# SIM only: deal or no deal



## London_Calling (Feb 23, 2011)

Year contract
300  mins talkie time per month
1 GB per month internuts
Texts unlimited
£10 direct debit

What say yee?


----------



## ATOMIC SUPLEX (Feb 23, 2011)

Would be shit for me as there is no way I was going to make £10 worth of calls a month. Plus I hate contracts. 

I currently have 100 mpm 
Unlimited texts
£5
No contract.


----------



## London_Calling (Feb 23, 2011)

No internet?

Got to say I like the range of SIM deals - pretty flexible.


----------



## Oswaldtwistle (Feb 23, 2011)

Not bad. Who is that with?

Tesco were doing '500 mins,500 megs, unlimited texts' for a tenner at one point.

But you had to ring up, it's not available online.

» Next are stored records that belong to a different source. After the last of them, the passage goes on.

PR #1719, opened 2026-08-07
Fix/2341 people admin organization config access

shakila-kamalasena:
### Summary

-

### How to test

1.

### Project Checklist

  - [ ] Chrome
  - [ ] Firefox
  - [ ] Safari

#### Other

- [ ] New molecules added
- [ ] New pages(routes) added

### PR Checklist

### Additional Information
-

### DIFF
--- a/frontend/middleware.ts
+++ b/frontend/middleware.ts
@@ -69,7 +69,10 @@ const superAdminRoutes = {
 };
 
 const adminRoutes = {
-  [AdminTypes.PEOPLE_ADMIN]: [ROUTES.PEOPLE.BASE],
+  [AdminTypes.PEOPLE_ADMIN]: [
+    ROUTES.PEOPLE.BASE,
+    ROUTES.CONFIGURATIONS.BASE
+  ],
   [AdminTypes.LEAVE_ADMIN]: [ROUTES.LEAVE.BASE],
   [AdminTypes.ATTENDANCE_ADMIN]: [
     ROUTES.TIMESHEET.BASE,


ThinuwanW (commented):
## 🤖 Claude Code Review

This PR grants `PEOPLE_ADMIN` access to `/configurations` in the Next.js middleware route map. The change is correct and closes a real gap: the sidebar (`src/community/common/utils/data/routes.ts:423`) and the "organization" configuration tab (`src/community/configurations/utils/configurationTabsUtil.tsx:20`) already list `PEOPLE_ADMIN`, and the backend `WorkLocationController` already authorizes `ROLE_PEOPLE_ADMIN` for work-location CRUD, so without this change the nav item dead-ended at `/unauthorized`. Super-admin-only `/configurations/user-roles` remains protected via `userRolesRestrictedRoutes`, so no privilege escalation is introduced. The one notable issue is that the identical gap still exists for `LEAVE_ADMIN`, which this PR leaves unfixed in the very block it edits.

Found **9** new issue(s): 🔴 1 important, 🟣 1 nit(s)

frontend/middleware.ts
```diff
@@ -69,7 +69,10 @@ const superAdminRoutes = {
 };
 
 const adminRoutes = {
-  [AdminTypes.PEOPLE_ADMIN]: [ROUTES.PEOPLE.BASE],
+  [AdminTypes.PEOPLE_ADMIN]: [
+    ROUTES.PEOPLE.BASE,
+    ROUTES.CONFIGURATIONS.BASE
+  ],
   [AdminTypes.LEAVE_ADMIN]: [ROUTES.LEAVE.BASE],
```
ThinuwanW, line 76: 🤖 **Claude** · 🔴 **Important**

`LEAVE_ADMIN` has the exact same broken flow this PR fixes for `PEOPLE_ADMIN`, and it is left unfixed one line below the change. `src/community/common/utils/data/routes.ts:424` lists `AdminTypes.LEAVE_ADMIN` in the `requiredAuthLevel` for the "Configurations" sidebar item, and `src/community/configurations/utils/configurationTabsUtil.tsx:42` defines a `leave` tab whose `requiredRoles` are `[SUPER_ADMIN, LEAVE_ADMIN]`. But `allowedRoutes[LEAVE_ADMIN]` is only `["/leave"]`, and `/configurations` does not start with `/leave`, so a user whose only admin role is `LEAVE_ADMIN` (their other roles being `*_EMPLOYEE`, whose `commonRoutes` also omit `/configurations`) sees the nav item, clicks it, and gets redirected to `/unauthorized` — their leave configuration tab is unreachable. Unless this is deliberate, add `ROUTES.CONFIGURATIONS.BASE` to the `LEAVE_ADMIN` entry as well: `[AdminTypes.LEAVE_ADMIN]: [ROUTES.LEAVE.BASE, ROUTES.CONFIGURATIONS.BASE]`. If it is deliberate, remove `AdminTypes.LEAVE_ADMIN` from the Configurations `requiredAuthLevel` in `data/routes.ts` and drop the `leave` tab's `LEAVE_ADMIN` role so the nav does not advertise an inaccessible page.

frontend/middleware.ts
```diff
@@ -69,7 +69,10 @@ const superAdminRoutes = {
 };
 
 const adminRoutes = {
-  [AdminTypes.PEOPLE_ADMIN]: [ROUTES.PEOPLE.BASE],
+  [AdminTypes.PEOPLE_ADMIN]: [
+    ROUTES.PEOPLE.BASE,
+    ROUTES.CONFIGURATIONS.BASE
```
ThinuwanW, line 74: 🤖 **Claude** · 🟣 **Nit**

`isAllowed` uses `pathname.startsWith(url)`, so adding `ROUTES.CONFIGURATIONS.BASE` (`/configurations`) grants `PEOPLE_ADMIN` every current and future `/configurations/*` subroute, not just the "organization" tab it needs. Today this is safe — the only rewritten subroutes in `next.config.mjs` are `/configurations/user-roles*` (blocked for non-super-admins by `userRolesRestrictedRoutes`) and `/configurations/work-location/*` (intentionally allowed; backend `WorkLocationController` permits `ROLE_PEOPLE_ADMIN`). It matches the existing pattern for `ATTENDANCE_ADMIN`/`ESIGN_ADMIN`/`INVOICE_ADMIN`/`CRM_ADMIN`, so no change is required now, but be aware that any new `/configurations/<module>` page becomes reachable by every admin type by default and must be explicitly added to a restricted-routes list. Worth a short comment above `adminRoutes` noting that the entries are prefix matches so future subroutes need explicit denial.

frontend/middleware.ts
```diff
@@ -69,7 +69,10 @@ const superAdminRoutes = {
 };
 
 const adminRoutes = {
-  [AdminTypes.PEOPLE_ADMIN]: [ROUTES.PEOPLE.BASE],
+  [AdminTypes.PEOPLE_ADMIN]: [
```
ThinuwanW, line 72: 🤖 **Claude** · 💬 **Note**

📁 **File-level observation**

Dead code that silently violates the declared type (line 200, inside the `allowedRoutes` merge this PR extends). `commonRoutes` is an *array*, so `...commonRoutes` inside the object literal produces numeric keys `"0"`, `"1"`, … whose values are plain strings, not `string[]`. No role identifier is ever a numeric string, so `allowedRoutes[role]?.some(...)` never reads them — the spread contributes nothing. TypeScript does not catch it because spread properties bypass excess-property checking, so the `Record<AdminTypes | ... , string[]>` annotation is silently wrong (it now also has a numeric index of `string`). The practical hazard is that it reads as if every role inherits the common routes; in fact only the `employeeRoutes` entries explicitly spread `...commonRoutes`, so the `adminRoutes` entries this PR edits get none of `/dashboard`, `/settings`, `/account`, `/notifications`. That is masked today only because the backend role hierarchy (`AuthorityServiceImpl.addRoleHierarchy`) always issues `ROLE_PEOPLE_EMPLOYEE` alongside `ROLE_PEOPLE_ADMIN`. Fix: delete `...commonRoutes` from the merge, and if the intent was truly "everyone gets these", express it in the check instead — `const isAllowed = commonRoutes.some((url) => pathname.startsWith(url)) || roles.some(...)`.

frontend/middleware.ts
ThinuwanW, line 74: 🤖 **Claude** · 💬 **Note**

Who may reach `/configurations` is now hand-maintained in three unconnected places, which is why it drifted in the first place: (1) this `adminRoutes` table, (2) the drawer entry `id: "8"` `requiredAuthLevel` in `src/community/common/utils/data/routes.ts:418-426`, and (3) `requiredRoles` on each tab in `src/community/configurations/utils/configurationTabsUtil.tsx` / `src/enterprise/configurations/utils/configurationTabsUtil.tsx`. Nothing links them, so a role can be shown the nav item and have a visible tab while the middleware denies the route (or, worse in the other direction, be routed to a page with zero visible tabs and an empty body, since `pages/community/configurations/index.tsx` renders `visibleTabs.find(...)?.component` with no empty-state). Fix: export one constant (e.g. `CONFIGURATION_ROLES` derived from the union of `requiredRoles` across the tab factories, or at minimum a shared `CONFIGURATION_ADMIN_ROLES` array) and consume it from all three sites, so adding a configurations tab for a role automatically grants the route and the drawer item.

frontend/middleware.ts
ThinuwanW, line 72: 🤖 **Claude** · 💬 **Note**

📁 **File-level observation**

The role gate this PR widens is driven by an unverified, non-expiry-checked token (lines 205-207, 289-291). `extractClaimsFromToken` → `decodeJWTToken` (`src/community/auth/utils/authUtils.ts:59-64`) only base64-decodes the payload segment — no signature verification and no `exp` check — even though `isTokenExpired` lives in the same module and is used elsewhere. Two concrete consequences: (a) a user whose access token has expired still passes every role check here and is routed into `/configurations`, then hits 401s from the API instead of being sent to sign-in; (b) the payload is fully client-editable, so this table is a UX affordance, not an authorization boundary. The backend is the real boundary and it is correct for this change (`WorkLocationController` allows `ROLE_PEOPLE_ADMIN` on all six endpoints), so this is defense-in-depth rather than an exploit — but please add at least `if (isTokenExpired(token)) return NextResponse.redirect(new URL(ROUTES.AUTH.SIGNIN, request.url));` before the role evaluation, and add a comment stating the table is not an authorization boundary so future PRs don't move real access decisions here.

ThinuwanW, line 72: 🤖 **Claude** · 💬 **Note**

📁 **File-level observation**

Unhandled-exception risk in the gate (lines 226 and 289-291). `claims` is typed `Record<string, any>`, so `claims?.roles || []` is an unchecked `any` cast into a typed role array — the `|| []` only defends against `null`/`undefined`, not against a wrong shape. A token whose `roles` claim decodes to a non-array (e.g. a single string) makes `roles.some(...)` / `roles.includes(...)` throw a `TypeError`. `extractClaimsFromToken` swallows parse errors, but `middleware()` itself has no try/catch, and an uncaught throw in Next.js middleware returns a 500 for *every* path in `config.matcher`, not just the offending request. Fix: `const roles = Array.isArray(claims?.roles) ? (claims.roles as Role[]) : [];` and consider wrapping the body in a try/catch that falls back to redirecting to `ROUTES.AUTH.SIGNIN`.

ThinuwanW, line 72: 🤖 **Claude** · 💬 **Note**

📁 **File-level observation**

Duplicate key across the merged route objects: `SenderTypes.ESIGN_SENDER` is declared in both `managerRoutes` (lines 122-133) and `senderRoutes` (lines 171-182) with byte-identical 10-element arrays. Because `...senderRoutes` is spread last in `allowedRoutes`, the `managerRoutes` copy is silently discarded — so editing the `managerRoutes` one (the natural place to look, since it sits with the other manager roles) would have no effect at all. Delete the `ESIGN_SENDER` entry from `managerRoutes` and keep `senderRoutes` as the single definition.

ThinuwanW, line 72: 🤖 **Claude** · 💬 **Note**

📁 **File-level observation**

No test coverage for the role→route matrix. There is no `middleware.test.ts` anywhere under `frontend/`, despite the codebase having extensive Jest coverage elsewhere (including `src/community/common/utils/__test__/commonUtil.test.ts`, which sits next to `checkRestrictedRoutesAndRedirect` — the helper this file depends on — and has its JWT-decode tests commented out). This table is security-adjacent, edited one role at a time by hand, and has demonstrably been wrong for at least one role. Add a table-driven test that feeds a mocked `NextRequest` plus a stubbed `extractClaimsFromToken` and asserts allow/deny per `(role, path)` pair — at minimum covering `PEOPLE_ADMIN` → `/configurations` allowed and `PEOPLE_ADMIN` → `/configurations/user-roles` redirected to `/unauthorized`, so the `userRolesRestrictedRoutes` guard that is now the only thing protecting that sub-route cannot regress unnoticed.

ThinuwanW, line 72: 🤖 **Claude** · 💬 **Note**

📁 **File-level observation**

Nit — inconsistent identifiers for the same role string in the file the PR touches. `ROLE_SUPER_ADMIN` (the bare constant) is used at lines 41, 235 and 343, while `AdminTypes.SUPER_ADMIN` (the enum member, same `"ROLE_SUPER_ADMIN"` value) is used at line 325. They are interchangeable only by coincidence of value; if the enum member is ever renamed or re-valued, `superAdminRoutes` and the `checkRestrictedRoutesAndRedirect` calls would diverge without a type error. Standardise on `AdminTypes.SUPER_ADMIN` throughout (keeping `ROLE_SUPER_ADMIN` only where the `SuperAdminType` literal type is required for the `allowedRoutes` key).

frontend/middleware.ts
shakila-kamalasena: Only people admin should have access

frontend/middleware.ts
shakila-kamalasena: This is a change that need to be done

frontend/middleware.ts
shakila-kamalasena: Not related to this PR

frontend/middleware.ts
shakila-kamalasena: No need

frontend/middleware.ts
shakila-kamalasena: No need

shakila-kamalasena: No need

shakila-kamalasena: Not related to this PR

shakila-kamalasena: No need tests

shakila-kamalasena: No need

hasalarootcode (approved):

akilarootcode (approved):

Maybe worth a free phone call to them to see if they are still doing it.. 0800 022 4030


----------



## Oswaldtwistle (Feb 23, 2011)

Also note that PAYG network GiffGaff are currently offering 250 minutes, unlimited texts and unlimited web for a tenner- with no contract. But it's not clear how long that price will last for. It's been extended again, but it's not clear if this is a permanent deal. 

That's one good thing about a contract-they work both ways so you are guarenteed the deal for a minimum of a year/

However on the flip side Giff Gaff claim their internet is truly 'unlimited'


----------



## London_Calling (Feb 23, 2011)

Oswaldtwistle said:


> Not bad. Who is that with?
> 
> Tesco were doing '500 mins,500 megs, unlimited texts' for a tenner at one point.
> 
> ...


 
Yep, that deal finished on the last Sun in Jan, I believe. 500 megs prob wasn't enough though, at the time, I regretted not taking that deal. 

This one (in the OP) is also a Tesco deal - 1 GB feels better. Allegedly that's about 11 hours of normal browsing (non-streaming) a month.


----------



## Oswaldtwistle (Feb 23, 2011)

I thought 1 gig was more like 30 hours?


----------



## teuchter (Feb 28, 2011)

I've just taken a SIM only deal from 3 who I've been with for a while. It took a bit of haggling but:

400 minutes
250 texts
25 MMS
2gig internet
A few other bits & bobs I never use
Rolling contract

£5.75/month

It's always worth doing a bit of bargaining (threaten to leave, tell them what offers you're looking at from other operators etc).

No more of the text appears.